Fetching SMILE strings for a given number of SDF files of chemical compounds is not such a trivial task. We can quickly obtain them using RDKit or OpenBabel. But what if you don’t have SDF files of ligands in the first place? All you have is Ligand IDs from PDB. If they are a few then you can think of downloading SDF files manually but still, it seems time-consuming, especially when you have multiple compounds to work with. Therefore, we provide a Python script that will read all Ligand IDs and fetch their SDF files, and will finally convert them into SMILE strings.
pdb_ligand_id-to-smi.ipynb is a Python notebook that will fetch SMILES for each ligand ID using RDKit [1] provided in a CSV file.
Requirements
This script requires Python3 and uses RDKit along with some additional packages. Install them using the following commands.

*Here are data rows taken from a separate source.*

PR #455, opened 2020-09-22
Partnerzodiac

### LINKED ISSUE #414: partnerzodiac ext update with dates | or new zodiac ext
## Description

Add additional parameters that can return 
 - the date based on zodiac sign 
 - zodiac sign based on dates.

## Reasoning
I would like to for when `.partnerzodiac` is called with a zodiac sign,
In addition the zodiac info, we can also have the date range for the signs, such that those unfamiliar with the zodiac signs can learn about the dates as well.

## Proposed Implementation

.partnerzodiac date <zodiac>
.partnerzodiac date virgo
The amazing people who are born between August 23 - September 22, with amazing qualities are Virgos

.partnerzodiac zodiac <date>
.partnerzodiac zodiac september 15
The amazing people who are born between August 23 - September 22 , with amazing qualities are Virgos

## Additional Details
- partnerzodiac can be a subpart of zodiac

Anubhav1603:
"Closes #414 "

I have added two subcommand for partnerzodiac date and zodiac

zodiac
zodia
error
er
date
date


bot/exts/valentines/valentine_zodiac.py
```diff
@@ -29,13 +37,127 @@ def load_json() -> dict:
...
+            embed.description = "Umm you gave wrong zodiac name so i aren't able to find any :sweat_smile:"
+            log.info("Wrong Zodiac name provided")
+        return embed
+        log.info("Zodiac embed ready")
+
+    def zodiac_date_verifer(self, month: str, date: int) -> str:
+        """Returns zodiac sign by checking month and date."""
+        month = month.capitalize()
+        log.info("started searching zodaic sign based on month and date")
+        if month == "January" or month == "Jan":
```
RohanJnr, line 64: I suggest the following method for getting the zodiac sign as per month and date.
Have a DICT to store the starting and ending datetime objects of a zodiac sign
example:
`zodiacs = {
"Aquarius":(datetime(2020, 1, 20), datetime(2020, 2, 18))
}`
You can create a new datetime() object with the month and date passed by the user.
Then, you can check if that datetime() object is in between the starting and ending dates as specified in the dict.
lets call the datetime() object created with the user input *query_datetime*

`for zodiac_name, date_range in zodiacs.items(): 
    if (date_range[0]<=query_datetime<=date_range[1]):  
        # you found the zodiac`

RohanJnr: the starting and ending dates can also be presented in the JSON file, and the datetime() objects can be created during the Cog load.

bot/exts/valentines/valentine_zodiac.py
```diff
@@ -29,13 +37,127 @@ def load_json() -> dict:
...
+        log.info("Zodiac name sent")
+
+    @commands.group(name="partnerzodiac", invoke_without_command=True)
+    async def partner_zodiac(self, ctx: commands.Context, zodiac_sign: str) -> None:
         """Provides a counter compatible zodiac sign to the given user's zodiac sign."""
         try:
             compatible_zodiac = random.choice(self.zodiacs[zodiac_sign.lower()])
         except KeyError:
-            return await ctx.send(zodiac_sign.capitalize() + " zodiac sign does not exist.")
+            return await ctx.send(f"`{zodiac_sign.capitalize()}` zodiac sign does not exist.")
```
RohanJnr, line 160: the function annotation says the return Type is None, so we have to refactor our code to match that
`await ctx.send(f"`{zodiac_sign.capitalize()}` zodiac sign does not exist.")`
`return`

RohanJnr (changes requested):
I tested the commands and all seem to be working.
There are a few changes to the design that I suggest.

bot/exts/valentines/valentine_zodiac.py
Anubhav1603: I think i should skip the year because year can change but date and month will remain same always

RohanJnr:
Currently if I want to get information about the zodiac sign Libra, I will have to do `.partnerzodiac zodiac libra`. I feel that just `.zodiac libra` will be a better choice instead and have `partnerzodiac` as a subcommand.

### The structure I am proposing is:

##### Group Zodiac
 - provides information about zodiac sign by taking zodiac sign name as input.
 - provides information about zodiac sign by taking month and date as input.

##### SubCommand partnerzodiac
 - provides a counter compatible zodiac sign to the given user's zodiac sign

bot/exts/valentines/valentine_zodiac.py
RohanJnr: The year can be anything as that wouldn't matter I believe

bot/exts/valentines/valentine_zodiac.py
```diff
@@ -29,13 +37,127 @@ def load_json() -> dict:
...
+            embed.add_field(name='__Full form__', value=zodiac_fact[f"{c_zodiac}"]["full_form"], inline=False)
+            embed.add_field(name='__Motto__', value=zodiac_fact[f"{c_zodiac}"]["Motto"], inline=False)
+            embed.add_field(name='__Strengths__', value=zodiac_fact[f"{c_zodiac}"]["Strengths"], inline=False)
+            embed.add_field(name='__Weaknesses__', value=zodiac_fact[f"{c_zodiac}"]["Weaknesses"], inline=False)
+            embed.set_thumbnail(url=zodiac_fact[f"{c_zodiac}"]["url"])
+        else:
+            embed.description = "Umm you gave wrong zodiac name so i aren't able to find any :sweat_smile:"
+            log.info("Wrong Zodiac name provided")
+        return embed
+        log.info("Zodiac embed ready")
```
RohanJnr, line 58: Why is there a log statement after the return statement? anything after the return statement will not be executed, you should move the log above the return.

bot/exts/valentines/valentine_zodiac.py
```diff
@@ -29,13 +37,127 @@ def load_json() -> dict:
             zodiacs = load(json_data)
             return zodiacs
 
-    @commands.command(name="partnerzodiac")
-    async def counter_zodiac(self, ctx: commands.Context, zodiac_sign: str) -> None:
+    def zodiac_sign_verify(self, zodiac: str) -> discord.Embed:
```
RohanJnr, line 40: this method can be a staticmethod

bot/exts/valentines/valentine_zodiac.py
```diff
@@ -13,6 +13,14 @@
 LETTER_EMOJI = ':love_letter:'
 HEART_EMOJIS = [":heart:", ":gift_heart:", ":revolving_hearts:", ":sparkling_heart:", ":two_hearts:"]
 
+zodiac_signs = ["Aries", "Taurus", "Gemini", "Cancer", "Leo", "Virgo", "Libra",
+                "Scorpio", "Sagittarius", "Capricorn", "Aquarius", "Pisces"]
+
+
+with open(Path("bot/resources/valentines/zodiac_explanation.json"), "r", encoding="utf8") as file:
+    """Load zodiac zodiac explanation from static JSON resource."""
+    zodiac_fact = load(file)
```
RohanJnr, line 22: there is already a file IO operation within the Class `ValentineZodiac` so it will be better to have both of them either inside the class as instance variables or outside the class as global variables.
I would say have it inside the class, and load the JSON with another method, say `load_zodiac_facts`
This is for consistency.

RohanJnr (changes requested):

bot/exts/valentines/valentine_zodiac.py
Anubhav1603: i need self in this, so i cant change this to static method

bot/exts/valentines/valentine_zodiac.py
```diff
@@ -13,29 +15,115 @@
 LETTER_EMOJI = ':love_letter:'
 HEART_EMOJIS = [":heart:", ":gift_heart:", ":revolving_hearts:", ":sparkling_heart:", ":two_hearts:"]
 
+ZODIAC_SIGNS = ["Aries", "Taurus", "Gemini", "Cancer", "Leo", "Virgo", "Libra",
+                "Scorpio", "Sagittarius", "Capricorn", "Aquarius", "Pisces"]
```
RohanJnr, line 19: this variable can be removed, as mentioned in further reviews.
```suggestion

```

bot/exts/valentines/valentine_zodiac.py
```diff
@@ -13,29 +15,115 @@
...
+
+MONTH_NAME = {"January": 1, "Jan": 1, "Feburary": 2, "Feb": 2, "March": 3, "Mar": 3,
+              "April": 4, "Apr": 4, "May": 5, "June": 6, "Jun": 6, "July": 7, "Jul": 7,
+              "August": 8, "Aug": 8, "September": 9, "Sept": 9, "October": 10, "Oct": 10,
+              "November": 11, "Nove": 11, "December": 12, "December": 12
+              }
```
RohanJnr, line 25:
```suggestion

```
This can be removed as we can use the calendar module instead as mentioned in one of the reviews below.

bot/exts/valentines/valentine_zodiac.py
```diff
@@ -13,29 +15,115 @@
...
-            return zodiacs
+            return zodiacs, zodiac_fact
+
+    def zodiac_sign_verify(self, zodiac: str) -> discord.Embed:
+        """Gives informative zodiac embed."""
+        zodiac = zodiac.capitalize()
+        zodiac_fact = self.zodiac_fact
+        embed = discord.Embed()
+        embed.color = Colours.pink
+        if zodiac in ZODIAC_SIGNS:
```
RohanJnr, line 52: we can use the keys from `self.zodiac_fact` to check instead of having another variable for it.
```suggestion
        if zodiac in self.zodiac_fact:
```

bot/exts/valentines/valentine_zodiac.py
```diff
@@ -13,29 +15,115 @@
...
+            zodiac_fact = load(json_data)
         with p.open(encoding="utf8") as json_data:
             zodiacs = load(json_data)
-            return zodiacs
+            return zodiacs, zodiac_fact
+
+    def zodiac_sign_verify(self, zodiac: str) -> discord.Embed:
+        """Gives informative zodiac embed."""
+        zodiac = zodiac.capitalize()
+        zodiac_fact = self.zodiac_fact
```
RohanJnr, line 49: This is redundant, use `self.zodiac_fact` directly.

bot/exts/valentines/valentine_zodiac.py
```diff
@@ -13,29 +15,115 @@
...
+        embed.color = Colours.pink
+        if zodiac in ZODIAC_SIGNS:
+            log.info("Making zodiac embed")
+            embed.title = f"__{zodiac}__"
+            embed.description = zodiac_fact[f"{zodiac}"]["About"]
+            embed.add_field(name='__Full form__', value=zodiac_fact[f"{zodiac}"]["full_form"], inline=False)
+            embed.add_field(name='__Motto__', value=zodiac_fact[f"{zodiac}"]["Motto"], inline=False)
+            embed.add_field(name='__Strengths__', value=zodiac_fact[f"{zodiac}"]["Strengths"], inline=False)
+            embed.add_field(name='__Weaknesses__', value=zodiac_fact[f"{zodiac}"]["Weaknesses"], inline=False)
+            embed.set_thumbnail(url=zodiac_fact[f"{zodiac}"]["url"])
```
RohanJnr, line 60: F strings are not needed here, directly use the variable inside the square bracket.

bot/resources/valentines/zodiac_explanation.json
```diff
@@ -0,0 +1,122 @@
...
+            "About": "Amazing people born between **November 22** to **December 21**. Represented by the archer, Sagittarians are always on a quest for knowledge. The last fire sign of the zodiac, Sagittarius launches its many pursuits like blazing arrows, chasing after geographical, intellectual, and spiritual adventures.",
+            "Motto": "***“Towering genius disdains a beaten path.”***",
+            "Strengths": "generous, idealistic, great sense of humor.",
+            "Weaknesses": "promises more than can deliver, very impatient, will say anything no matter how undiplomatic.",
+            "full_form": "__**S**__eductive\n__**A**__dventurous\n__**G**__rateful\n__**I**__ntelligent\n__**T**__railblazing\n__**T**__enacious adept\n__**A**__dept\n__**R**__esponsible\n__**I**__dealistic\n__**U**__nparalled\n__**S**__ophisticated",
+            "url": "https://www.horoscope.com/images-US/signs/profile-sagittarius.png"
+        },
+    "Capricorn": {
+            "start_at": [12, 22],
+            "end_at": [1, 19],
```
RohanJnr, line 94: here also the ISO format has to be used, but for the ending date, the year needs to be 2021 as we are ending in 2020.

bot/resources/valentines/zodiac_explanation.json
```diff
@@ -0,0 +1,122 @@
+{
+    "Aries": {
+            "start_at":[3, 21],
+            "end_at": [4, 19],
```
RohanJnr, line 4: Using dates with ISO format will be much more readable in my opinion. So, you could change it to:
```suggestion
            "start_at": "2020-03-21",
            "end_at": "2020-04-19",
```
This has to be done to all zodiac signs in the file.

RohanJnr (changes requested):
The command works but here are few changes that will make the code look cleaner :D

bot/exts/valentines/valentine_zodiac.py
```diff
@@ -13,29 +15,115 @@
...
     """A Cog that returns a counter compatible zodiac sign to the given user's zodiac sign."""
 
     def __init__(self, bot: commands.Bot):
         self.bot = bot
-        self.zodiacs = self.load_json()
+        self.zodiacs, self.zodiac_fact = self.load_comp_json()
 
     @staticmethod
-    def load_json() -> dict:
+    def load_comp_json() -> dict:
```
RohanJnr, line 36:
```suggestion
    def load_comp_json() -> tuple:
```
the return type is a tuple here

PureFunctor: I also suggest using `Tuple[dict, dict]` can also be used for brevity. Make sure to import `Tuple` from `typing` though.

Anubhav1603: Y 2 dict?

PureFunctor: You're returning a tuple of `zodiacs` and `zodiac_fact`, both of which are dictionaries.

bot/exts/valentines/valentine_zodiac.py
```diff
@@ -13,29 +15,115 @@
...
         """Load zodiac compatibility from static JSON resource."""
+        p1 = Path("bot/resources/valentines/zodiac_explanation.json")
         p = Path("bot/resources/valentines/zodiac_compatibility.json")
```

$ conda create -c conda-forge -n my-rdkit-env rdkit
$ conda activate my-rdkit-env
$ conda install pandas
Usage
Provide all Ligand IDs in the ‘lig-ids.csv‘ file and save it. Run the Jupyter notebook to get the results. The script will read ligand IDs, then download their respective SDF files, followed by combining them into a single SDF file. Finally, it will fetch SMILES from RDKit and write results in the ‘smiles.txt‘ file.
Availability
The script is available on GitHub in the ‘cheminformatics‘ repository.
References
- Landrum, G. (2013). Rdkit documentation. Release, 1 (1-79), 4.